■ Collected data ■

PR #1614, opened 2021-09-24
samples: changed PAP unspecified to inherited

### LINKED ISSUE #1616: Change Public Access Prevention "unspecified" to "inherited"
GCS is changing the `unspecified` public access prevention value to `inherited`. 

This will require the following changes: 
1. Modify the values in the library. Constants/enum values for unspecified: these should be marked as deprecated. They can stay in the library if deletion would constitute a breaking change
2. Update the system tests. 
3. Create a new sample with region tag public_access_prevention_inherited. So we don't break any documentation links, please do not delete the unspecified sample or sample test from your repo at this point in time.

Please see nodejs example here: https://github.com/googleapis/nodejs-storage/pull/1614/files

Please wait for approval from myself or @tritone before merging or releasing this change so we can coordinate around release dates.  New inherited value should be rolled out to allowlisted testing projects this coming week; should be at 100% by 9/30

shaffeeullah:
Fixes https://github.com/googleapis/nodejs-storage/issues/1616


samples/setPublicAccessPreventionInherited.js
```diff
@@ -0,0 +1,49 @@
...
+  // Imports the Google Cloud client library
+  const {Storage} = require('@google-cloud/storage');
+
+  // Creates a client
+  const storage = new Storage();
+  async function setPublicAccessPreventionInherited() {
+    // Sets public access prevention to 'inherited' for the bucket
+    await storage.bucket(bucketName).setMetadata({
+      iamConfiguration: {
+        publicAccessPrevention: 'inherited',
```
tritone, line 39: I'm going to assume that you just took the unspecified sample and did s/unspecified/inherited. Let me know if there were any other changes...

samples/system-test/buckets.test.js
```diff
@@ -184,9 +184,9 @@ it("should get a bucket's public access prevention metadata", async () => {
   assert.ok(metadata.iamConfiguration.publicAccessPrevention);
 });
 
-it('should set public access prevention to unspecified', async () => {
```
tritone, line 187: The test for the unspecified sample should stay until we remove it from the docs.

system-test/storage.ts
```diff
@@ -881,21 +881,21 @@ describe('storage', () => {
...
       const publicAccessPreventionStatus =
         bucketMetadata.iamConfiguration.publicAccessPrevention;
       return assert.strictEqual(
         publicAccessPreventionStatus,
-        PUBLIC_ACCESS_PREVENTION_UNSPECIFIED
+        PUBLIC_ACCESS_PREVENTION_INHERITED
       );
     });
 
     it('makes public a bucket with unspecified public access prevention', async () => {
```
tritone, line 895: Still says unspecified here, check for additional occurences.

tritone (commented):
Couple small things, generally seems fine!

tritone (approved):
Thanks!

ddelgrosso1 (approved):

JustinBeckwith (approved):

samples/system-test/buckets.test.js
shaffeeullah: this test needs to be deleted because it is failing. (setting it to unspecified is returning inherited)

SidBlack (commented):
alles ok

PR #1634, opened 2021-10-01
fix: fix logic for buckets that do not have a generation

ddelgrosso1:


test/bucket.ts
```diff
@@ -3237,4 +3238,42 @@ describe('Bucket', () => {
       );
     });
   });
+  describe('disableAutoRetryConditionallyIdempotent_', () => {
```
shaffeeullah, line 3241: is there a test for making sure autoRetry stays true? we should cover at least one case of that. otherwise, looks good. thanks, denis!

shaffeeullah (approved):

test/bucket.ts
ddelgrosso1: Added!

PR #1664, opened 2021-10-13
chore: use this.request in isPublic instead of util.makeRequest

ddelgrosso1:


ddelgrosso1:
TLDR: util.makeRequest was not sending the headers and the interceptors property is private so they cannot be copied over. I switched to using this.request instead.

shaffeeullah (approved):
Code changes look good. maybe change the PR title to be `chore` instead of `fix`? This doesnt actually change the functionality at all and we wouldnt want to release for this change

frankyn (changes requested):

==

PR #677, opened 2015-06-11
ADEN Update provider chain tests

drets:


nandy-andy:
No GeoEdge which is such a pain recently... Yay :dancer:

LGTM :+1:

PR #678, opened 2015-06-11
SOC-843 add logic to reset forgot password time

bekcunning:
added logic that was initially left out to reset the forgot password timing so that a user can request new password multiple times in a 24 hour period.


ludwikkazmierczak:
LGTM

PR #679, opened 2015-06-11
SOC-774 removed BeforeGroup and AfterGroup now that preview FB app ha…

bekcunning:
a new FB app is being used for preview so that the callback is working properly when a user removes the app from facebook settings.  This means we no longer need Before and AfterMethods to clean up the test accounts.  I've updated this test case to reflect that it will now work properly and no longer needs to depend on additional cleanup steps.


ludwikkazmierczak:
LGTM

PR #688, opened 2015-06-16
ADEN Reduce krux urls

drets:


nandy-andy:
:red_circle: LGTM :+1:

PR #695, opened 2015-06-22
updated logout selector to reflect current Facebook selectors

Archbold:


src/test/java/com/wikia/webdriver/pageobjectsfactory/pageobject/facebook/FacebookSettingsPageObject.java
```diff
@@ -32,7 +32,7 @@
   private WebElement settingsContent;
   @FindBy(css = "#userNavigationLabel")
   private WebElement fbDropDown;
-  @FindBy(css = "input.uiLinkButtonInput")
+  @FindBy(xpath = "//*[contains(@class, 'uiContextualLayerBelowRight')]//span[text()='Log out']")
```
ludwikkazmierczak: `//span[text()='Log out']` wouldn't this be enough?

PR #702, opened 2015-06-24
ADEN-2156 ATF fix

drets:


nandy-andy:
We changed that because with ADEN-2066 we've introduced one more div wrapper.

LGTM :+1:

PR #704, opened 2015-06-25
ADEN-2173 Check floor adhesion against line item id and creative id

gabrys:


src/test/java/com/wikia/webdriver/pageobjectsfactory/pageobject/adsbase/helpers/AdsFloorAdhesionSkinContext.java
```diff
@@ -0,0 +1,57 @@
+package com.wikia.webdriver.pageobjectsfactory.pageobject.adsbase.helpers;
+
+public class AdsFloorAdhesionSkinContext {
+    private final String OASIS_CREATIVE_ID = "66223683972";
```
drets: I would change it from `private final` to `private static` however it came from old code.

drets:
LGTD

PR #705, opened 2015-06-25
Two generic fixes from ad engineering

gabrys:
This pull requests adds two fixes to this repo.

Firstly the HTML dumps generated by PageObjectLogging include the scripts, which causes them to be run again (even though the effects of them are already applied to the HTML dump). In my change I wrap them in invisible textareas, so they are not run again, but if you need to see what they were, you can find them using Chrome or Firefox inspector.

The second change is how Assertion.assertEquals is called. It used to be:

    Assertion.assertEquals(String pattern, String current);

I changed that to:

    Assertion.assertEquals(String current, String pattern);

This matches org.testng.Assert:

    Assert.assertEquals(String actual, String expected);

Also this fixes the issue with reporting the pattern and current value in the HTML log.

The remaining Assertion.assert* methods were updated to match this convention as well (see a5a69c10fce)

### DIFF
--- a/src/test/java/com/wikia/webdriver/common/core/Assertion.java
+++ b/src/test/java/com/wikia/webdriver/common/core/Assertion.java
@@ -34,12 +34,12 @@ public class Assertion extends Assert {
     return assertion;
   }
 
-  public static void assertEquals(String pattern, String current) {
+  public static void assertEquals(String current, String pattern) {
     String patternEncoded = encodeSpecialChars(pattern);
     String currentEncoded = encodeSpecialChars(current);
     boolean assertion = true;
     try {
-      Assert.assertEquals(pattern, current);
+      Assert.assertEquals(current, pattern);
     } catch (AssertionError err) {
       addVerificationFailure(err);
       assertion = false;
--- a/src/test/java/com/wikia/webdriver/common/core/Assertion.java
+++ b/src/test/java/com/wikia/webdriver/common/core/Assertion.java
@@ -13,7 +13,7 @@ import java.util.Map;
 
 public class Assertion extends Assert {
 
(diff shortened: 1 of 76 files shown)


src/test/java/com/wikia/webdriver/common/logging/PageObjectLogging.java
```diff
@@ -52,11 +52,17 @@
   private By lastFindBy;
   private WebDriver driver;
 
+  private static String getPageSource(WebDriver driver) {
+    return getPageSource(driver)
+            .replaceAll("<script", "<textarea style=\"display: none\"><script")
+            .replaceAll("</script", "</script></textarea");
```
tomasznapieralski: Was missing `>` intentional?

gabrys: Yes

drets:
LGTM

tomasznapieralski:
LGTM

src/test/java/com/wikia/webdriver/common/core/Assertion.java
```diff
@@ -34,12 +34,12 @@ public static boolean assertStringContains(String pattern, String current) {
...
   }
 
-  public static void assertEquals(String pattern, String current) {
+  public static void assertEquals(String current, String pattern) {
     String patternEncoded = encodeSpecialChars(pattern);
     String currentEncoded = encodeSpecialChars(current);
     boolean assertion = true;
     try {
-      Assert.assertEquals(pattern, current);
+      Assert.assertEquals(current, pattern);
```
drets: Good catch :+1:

==

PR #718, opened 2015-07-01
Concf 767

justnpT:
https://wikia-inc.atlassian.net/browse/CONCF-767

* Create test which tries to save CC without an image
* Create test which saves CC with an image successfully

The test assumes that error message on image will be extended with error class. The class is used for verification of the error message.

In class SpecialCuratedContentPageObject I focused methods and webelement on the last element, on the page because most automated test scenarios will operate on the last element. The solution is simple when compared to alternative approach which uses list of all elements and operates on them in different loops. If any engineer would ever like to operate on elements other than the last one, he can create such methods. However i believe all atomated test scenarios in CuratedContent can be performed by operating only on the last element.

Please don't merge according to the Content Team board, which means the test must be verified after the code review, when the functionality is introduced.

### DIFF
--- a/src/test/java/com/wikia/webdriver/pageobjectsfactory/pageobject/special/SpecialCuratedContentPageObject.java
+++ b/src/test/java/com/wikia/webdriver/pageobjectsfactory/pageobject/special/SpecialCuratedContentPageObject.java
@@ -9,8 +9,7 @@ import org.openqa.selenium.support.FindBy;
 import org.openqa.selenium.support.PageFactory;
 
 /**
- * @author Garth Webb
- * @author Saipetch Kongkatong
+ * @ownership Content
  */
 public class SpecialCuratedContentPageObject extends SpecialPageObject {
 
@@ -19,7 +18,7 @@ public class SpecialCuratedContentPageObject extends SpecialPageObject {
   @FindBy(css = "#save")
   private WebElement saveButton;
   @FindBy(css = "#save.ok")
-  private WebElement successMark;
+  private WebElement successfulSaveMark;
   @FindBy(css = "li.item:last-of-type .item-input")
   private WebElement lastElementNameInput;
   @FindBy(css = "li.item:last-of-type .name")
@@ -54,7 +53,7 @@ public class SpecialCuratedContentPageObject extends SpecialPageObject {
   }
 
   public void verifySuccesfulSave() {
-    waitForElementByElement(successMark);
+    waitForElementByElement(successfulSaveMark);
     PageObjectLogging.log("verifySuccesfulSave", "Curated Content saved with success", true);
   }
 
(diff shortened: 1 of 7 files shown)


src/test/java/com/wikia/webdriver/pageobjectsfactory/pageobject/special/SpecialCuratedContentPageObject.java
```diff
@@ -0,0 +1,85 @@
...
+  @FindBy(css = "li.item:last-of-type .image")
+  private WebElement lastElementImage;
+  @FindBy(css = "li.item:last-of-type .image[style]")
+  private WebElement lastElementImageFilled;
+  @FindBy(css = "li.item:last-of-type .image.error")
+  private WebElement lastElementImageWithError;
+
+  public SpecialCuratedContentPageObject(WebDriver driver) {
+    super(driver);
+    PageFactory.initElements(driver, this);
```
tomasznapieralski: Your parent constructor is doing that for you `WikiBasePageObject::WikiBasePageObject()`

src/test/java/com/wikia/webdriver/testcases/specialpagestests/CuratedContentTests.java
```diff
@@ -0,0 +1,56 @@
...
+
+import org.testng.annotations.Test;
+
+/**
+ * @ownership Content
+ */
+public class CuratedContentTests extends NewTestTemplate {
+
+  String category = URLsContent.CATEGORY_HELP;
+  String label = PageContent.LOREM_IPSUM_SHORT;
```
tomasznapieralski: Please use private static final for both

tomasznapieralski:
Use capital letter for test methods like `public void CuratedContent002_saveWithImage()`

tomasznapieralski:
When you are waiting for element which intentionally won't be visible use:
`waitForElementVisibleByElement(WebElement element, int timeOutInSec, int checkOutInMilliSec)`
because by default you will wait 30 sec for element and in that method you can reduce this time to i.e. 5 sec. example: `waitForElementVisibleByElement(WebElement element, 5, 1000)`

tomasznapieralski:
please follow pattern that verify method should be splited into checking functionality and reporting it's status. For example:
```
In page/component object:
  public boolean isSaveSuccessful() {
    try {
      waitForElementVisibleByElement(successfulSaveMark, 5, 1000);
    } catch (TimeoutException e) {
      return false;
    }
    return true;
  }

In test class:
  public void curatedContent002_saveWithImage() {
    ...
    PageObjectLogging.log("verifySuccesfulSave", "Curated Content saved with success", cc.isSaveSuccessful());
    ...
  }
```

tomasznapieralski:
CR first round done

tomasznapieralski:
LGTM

■ TASK ITEM ■
Examine the records and pull out every line where the string "client" occurs.

■ SOLUTION TO THIS EXERCISE ■
+  // Imports the Google Cloud client library
+  // Creates a client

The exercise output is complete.